1Q84 è un romanzo di Haruki Murakami pubblicato in Italia da Einaudi a partire dal 2011. Il romanzo, che copre un periodo temporale di 8 mesi, è stato diviso dalla casa editrice in due volumi: il primo volume comprende i primi due libri, aprile-settembre, ed il secondo volume riguarda solamente il terzo libro, ottobre-dicembre (questa divisione è stata, che io sappia, adottata solo in Italia: tutti gli altri Paesi hanno avuto un unico volume).

Come salta all’occhio da subito, il titolo richiama la famosa opera di George Orwell 1984specie visto che la lettera “q” in giapponese ha la stessa pronuncia del numero 9, kyuu. Si è quindi ritenuto fin da subito che il romanzo potesse essere in qualche modo un omaggio ad Orwell ed al suo Grande Fratello.
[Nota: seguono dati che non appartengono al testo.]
PR #2993, opened 2026-08-01
fix(dnsmasq): restore INSECURE result for empty DS replies without NSEC records

### LINKED ISSUE #2942: FTL v6.7 DNSSEC PTR Regression
### Versions
- Core version is v6.4.3 (Latest: v6.4.3)
- Web version is v6.6 (Latest: v6.6)
- FTL version is v6.7 (Latest: v6.7)

### Platform
- OS and version:  Ubuntu 26.04 LTS (GNU/Linux 7.0.0-27-generic x86_64)
- Platform:  VM

### Expected behavior

PTR (reverse DNS) lookups for RFC1918 private address space (e.g. 192.168.0.0/24), forwarded via a dns.revServers conditional-forward rule to a local authoritative resolver, should resolve successfully with DNSSEC enabled — as they did on FTL v6.6.2 and earlier.

Since private-use reverse zones (168.192.in-addr.arpa, 10.in-addr.arpa, etc.) are never delegated/signed in the public DNSSEC root, the resolver should recognise this and treat the zone as insecure rather than attempting full chain validation, per RFC 8501-style handling. This is the behavior observed on older dnsmasq/FTL builds, evidenced by the log line:

```
Insecure reply received for DS 168.192.in-addr.arpa, assuming that's OK for a RFC-1918 address.
reply 168.192.in-addr.arpa is no DS
validation result is INSECURE
reply 192.168.0.22 is <<resolved hostname>>.lan
```

### Actual behavior / bug

On FTL v6.7 (embedded dnsmasq updated to v2.93 in [#2890](https://github.com/pi-hole/FTL/pull/2890)), the same PTR query against the same upstream/config returns SERVFAIL to the client. The query log shows the DNSSEC validator attempting to walk the DS chain up to 168.192.in-addr.arpa and then giving up outright, rather than recognizing the RFC1918 special case:

```
dnssec-query[DS] 168.192.in-addr.arpa to 1.1.1.1
validation 22.0.168.192.in-addr.arpa is ABANDONED
```

No "Insecure reply received for DS ... RFC-1918 address" message is ever logged post-upgrade — that code path/message appears to be missing or broken in dnsmasq v2.93 as embedded in FTL v6.7. This affects every RFC1918 reverse-zone PTR query when DNSSEC is enabled and a rev-server/dns.revServers conditional forward is configured — confirmed across 192.168.0.x addresses in general, not just one host.

Config (dns.revServers, dns.dnssec, dns.upstreams, dns.bogusPriv) was verified byte-identical between a working (FTL 6.6.2) and broken (FTL 6.7) instance via diff of pihole.toml. System clock/NTP sync and DNSSEC root trust anchor file were also verified identical and correct on both. The only variable that changed was the FTL/embedded-dnsmasq version.

Note: querying the upstream authoritative resolver (OPNsense/dnsmasq at 192.168.0.1) directly, bypassing Pi-hole entirely, returns the correct PTR answer instantly and correctly on both instances — confirming the upstream/network path is fine and the regression is isolated to FTL's own DNSSEC validation logic.

### Steps to reproduce

1. Set up a Pi-hole instance with dns.dnssec = true and a conditional forward (dns.revServers) pointing to a local authoritative resolver covering an RFC1918 subnet, e.g.:

`   dns.revServers = ["true,192.168.0.0/24,192.168.0.1,lan"]
`

2. Confirm the local authoritative resolver (e.g. OPNsense/dnsmasq/router) answers PTR queries for that range correctly and directly (e.g. dig `@192.168.0.1 22.0.168.192.in-addr.arpa PTR` — should return a valid answer).
3. On a Pi-hole running FTL v6.6.2 or earlier, run: `dig @<pihole-ip> 22.0.168.192.in-addr.arpa PTR` — observe a correct NOERROR response with the expected PTR record, and validation result is INSECURE in the query log.
4. Upgrade the same instance to FTL v6.7 (no other config changes).
5. Re-run: `dig @<pihole-ip> 22.0.168.192.in-addr.arpa PTR` — observe SERVFAIL, with validation ... is ABANDONED in the query log instead of the previous Insecure reply received for DS ... RFC-1918 address / validation result is INSECURE sequence.

## Debug Token

- URL:  https://tricorder.pi-hole.net/03xHA0Np/

## Screenshots
Demonstration of difference in response between PiHole versions:
Core version is v6.4.2 vs v6.4.3
Web version is v6.5.1 vs v6.6
FTL version is v6.6.2 vs v6.7

Image

Image

vrkansagara:
## Summary

Fixes #2942 — a regression in FTL v6.7's embedded dnsmasq (v2.93) that broke DNSSEC-validated PTR lookups for RFC-1918 private address ranges forwarded via `rev-server`/`dns.revServers` to a local authoritative resolver.

This PR is a straight cherry-pick of @DL6ER's own fix commit (`4c6704ee`), already pushed to the `fix/dnssec-empty-ds-rfc1918-2942` branch in this repo and confirmed working by the reporter in the issue thread. It is opened here as an upstreamable PR since that branch had no PR associated with it yet — original authorship (and `Signed-off-by`) is preserved via the cherry-pick.

### Why it's broken

Upstream dnsmasq commit `707bc2d25` ("Fix DNSSEC fail with CNAME replies to DS queries") removed this shortcut from `dnssec_validate_reply()`:

```c
/* Empty DS without NSECS */
if (qtype == T_DS)
  return STAT_INSECURE;
```

Many public resolvers serve the reverse zones of private address space (e.g. `168.192.in-addr.arpa`) as empty zones per RFC 6303, answering a `DS` query with a bare `NXDOMAIN`/`NODATA` that carries no `SOA`, `NSEC`, or `RRSIG`. Without the shortcut, `prove_non_existence()` returns `DNSSEC_FAIL_NONSEC`, and `zone_status()` is then asked about the very name whose `DS` is currently being resolved — returning `STAT_NEED_DS` for that same name. `dnssec_validate_ds()` propagates `STAT_NEED_DS`, the identical `DS` query is re-issued, the self-dependency is detected as a loop, and validation is abandoned (`STAT_ABANDONED` -> `SERVFAIL`). The `bogus-priv` RFC-1918 escape hatch in `dnssec_validate_ds()` never gets a chance to fire because it's gated on `rc == STAT_INSECURE`.

### The fix

Restores the shortcut in `src/dnsmasq/dnssec.c`, scoped to the primary query (`j == 0`) so it doesn't regress the CNAME-to-DS handling that `707bc2d25` was itself fixing (which operates on CNAME targets, `j > 0`, via `prim_ok`):

```c
if (qtype == T_DS && j == 0)
  return STAT_INSECURE;
```

An empty `DS` reply with no non-existence proof for the queried name itself is again reported as `STAT_INSECURE`, letting the `bogus-priv`/domain-specific-server heuristics decide instead of looping into `STAT_ABANDONED`.

## Test plan

- [x] Cherry-picked cleanly onto current `master`, no conflicts.
- [x] `src/dnsmasq/dnssec.c` and the `dnsmasq` build target compile with zero new warnings.
- [x] Reporter (`jelliuk`) already confirmed on the issue thread that checking out the original `fix/dnssec-empty-ds-rfc1918-2942` branch (same commit) resolves the SERVFAIL regression in their environment.

Fixes #2942.

### DIFF
--- a/src/dnsmasq/dnssec.c
+++ b/src/dnsmasq/dnssec.c
@@ -2304,7 +2304,20 @@ int dnssec_validate_reply(time_t now, struct dns_header *header, size_t plen, ch
 	  {
 	    if (rc_nsec & DNSSEC_FAIL_WORK)
 	      return STAT_ABANDONED;
-	    
+
+	    /* Empty DS reply with no NSEC/NSEC3 proof. This is what many
+	       public resolvers return for the reverse zones of RFC-1918
+	       private address space, which they serve as empty zones (RFC 6303),
+	       ie a bare NXDOMAIN/NODATA with no records to prove non-existence.
+	       Treat the answer to the DS query itself (j == 0) as insecure so
+	       the caller's bogus-priv/domain-specific-server heuristics can act
+	       on it. Without this, zone_status() below returns STAT_NEED_DS for
+	       the very name we're validating the DS for, and the resulting
+	       self-dependent DS query is detected as a loop and abandoned.
+	       CNAME targets (j > 0) are handled via prim_ok above. */
+	    if (qtype == T_DS && j == 0)
+	      return STAT_INSECURE;
+
 	    if ((rc_nsec & (DNSSEC_FAIL_NONSEC | DNSSEC_FAIL_NSEC3_ITERS)) &&
 		!STAT_ISEQUAL((rc = zone_status(name, qclass, keyname, now)), STAT_SECURE))
 	      {


DL6ER:
Same answer as on #2992: we do not carry any change in `src/dnsmasq/` that deviates from upstream dnsmasq. All fixes to that code go through the `dnsmasq-discuss` mailing list first, and we merge them once they show up in dnsmasq master.

There is also nothing to compare here - this is my own commit `4c6704ee` verbatim. The branch it sits on exists for one purpose, namely letting the reporter confirm the diagnosis, which @jelliuk did. It is not a staging area, and the missing PR is not an oversight: the patch has been with Simon and on the list since 2026-07-12, see https://lists.thekelleys.org.uk/pipermail/dnsmasq-discuss/2026q3/018512.html

I asked for review there precisely because it touches the DS/CNAME logic that `707bc2d25` reworked, and I am not going to push a DNSSEC validation change out to all our users ahead of that review. Once it lands upstream, it comes to us rather quickly.

Closing this one as well. A general request: please do not open further PRs patching `src/dnsmasq/` - the answer will be the same regardless of the fix.

PR #2997, opened 2026-08-02
Introduce agents.md

PromoFaux:

Adds an `AGENTS.md` file following the [agents.md](https://agents.md) standard: a predictable place for AI coding agents to find the repository layout, build/test commands and contribution requirements (DCO sign-off, branch targeting, code style) without them having to rediscover it every session. It is just standard markdown, and no tooling or workflow changes come with it.

---

---


AGENTS.md
```diff
@@ -0,0 +1,57 @@
+# AGENTS.md
+
+## Project overview
+
+FTL (`pihole-FTL`) is Pi-hole's DNS/DHCP engine. It embeds a modified `dnsmasq`, adds a query database, statistics, and a REST API, and serves the web interface via an embedded web server. It is written in C, built with CMake, and targets Linux only.
+
+## Repository layout
+
+- `src/` - FTL source code (C)
+- `src/dnsmasq/` - embedded dnsmasq. This is vendored upstream code that is regularly synced with dnsmasq upstream. Do not make changes here unless strictly necessary; Pi-hole-specific hooks live in `src/dnsmasq_interface.c`. Any unavoidable modification to dnsmasq source must be minimal and clearly marked so it survives upstream merges.
```
yubiuser: A patch must be written if any of the vendor files is modified. Patches live in `/patch`

AGENTS.md
```diff
@@ -0,0 +1,57 @@
...
+- Tests exercise a real FTL instance (DNS resolution, API, configuration), so they must run on Linux with the built binary present.
+- Add or extend tests for any behavioural change.
+- Fix any compiler warnings your change introduces; CI treats them as errors.
+
+## PR instructions
+
+- Base all work on the `development` branch; pull requests target `development`.
+- Read the [contributors guide](https://docs.pi-hole.net/guides/github/contributing/)
+- Every commit must be signed off (DCO): use `git commit -s`.
+- Run the test suite before committing.
```
yubiuser, line 47: Any commit must be cryptographically signed. 
https://docs.github.com/en/authentication/managing-commit-signature-verification/about-commit-signature-verification

yubiuser (dismissed):

DL6ER (commented):
Four things should be fixed before this lands, since the whole point of the file is that agents will act on it without verifying.

**1. `./build.sh test` is destructive on a normal host.** We should make the container the requirement for the suite.

**2. The `src/dnsmasq/` section contradicts our PR template.** Item 6 of the template says changes must not touch `src/dnsmasq/` at all - fixes go through `dnsmasq-discuss` first and come back to us via a merge once they are in dnsmasq master. AGENTS.md softens that to "unless strictly necessary" and then routes such a change into `patch/<library>/`, which does not exist for dnsmasq: `patch/` only holds `civetweb`, `lua` and `sqlite3`.

**3. The patch rule only applies to three trees.** `civetweb`, `lua` and `sqlite3` have a `patch/<lib>/` directory plus a matching `patch/<lib>.sh`. The other vendored code (`src/tre-regex`, `src/webserver/cJSON`, `src/zip/miniz`, `src/config/tomlc17`, `src/database/sqlite3_rsync.c`) has no patch mechanism at all, so naming the three explicitly is more robust than the current phrasing.

As written, AGENTS.md presents `patch/` as the normal route for touching vendored code. It is not. The default for *every* external component we vendor is to send the change to the mother project, not to carry a patch here. `dnsmasq` (item 2 above) is only the strictest instance of that rule, not a special case: the same expectation applies to CivetWeb, Lua and SQLite. We have upstream-first fixes pending in all of them, and that is deliberately the path of least resistance.

A patch in `patch/<lib>/` is justified only for changes that are genuinely Pi-hole specific and therefore have little to no chance of being accepted upstream - our URI rewriting, the CSRF token in `request_info`, the bundled Lua script loading, and so on. Anything that is a plain bug fix or a general improvement belongs upstream, where it benefits everyone and where we stop owning it.

The reason is maintainability: every patch we carry is something that has to be re-applied and re-verified on the next drop, and a growing stack makes importing a new upstream release progressively more painful and more likely to break things quietly. Keeping the vendored trees close to their origin is what makes a bump a merge instead of an excavation.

La lettura di questo romanzo è estremamente complicata. Io ho acquistato il primo volume, aprile-settembre, nel gennaio 2012, ed ho impiegato circa tre settimane per terminarlo, proprio per l’attenzione richiesta dai dettagli della trama. Il secondo volume, ottobre-dicembre, l’ho terminato qualche giorno fa dopo una settimana di lettura (mi era stato regalato ad aprile, ma ancora non avevo avuto la “mentalità adatta” per dedicarmici).

Una piccola premessa è necessaria: dopo aver letto il primo volume, sapendo che in America (e nel resto del mondo) era già stata diffusa l’ultima parte della storia, sono andata a leggere qualche recensione dell’opera completa. Ciò che ho letto è stato ciò che mi ha spinto, in buona parte, a non dedicarmi alla lettura in inglese, come normalmente faccio se non sono in grado di aspettare pubblicazioni in italiano; in sostanza, buona parte delle persone consigliava di fermarsi al libro 2 per evitare di rimanere delusi.

Un po’ perplessa e sicuramente non convinta, ho deciso allora di aspettare semplicemente lo svolgersi degli eventi: se il libro mi fosse stato regalato, l’avrei letto, altrimenti non lo sarei andato a cercare (normalmente, quando si tratta di libri, rispetto i patti con me stessa). Il destino ha voluto che un’amica di mia madre, alla quale avevo prestato il primo volume, decidesse di regalarmelo per il mio compleanno. Dopo un’iniziale felicità, se non altro per manie di collezionismo, l’ho infilato nella libreria vicino al suo gemello speculare e l’ho lasciato lì, aprendolo di tanto in tanto ma senza avere il coraggio di dedicarmici.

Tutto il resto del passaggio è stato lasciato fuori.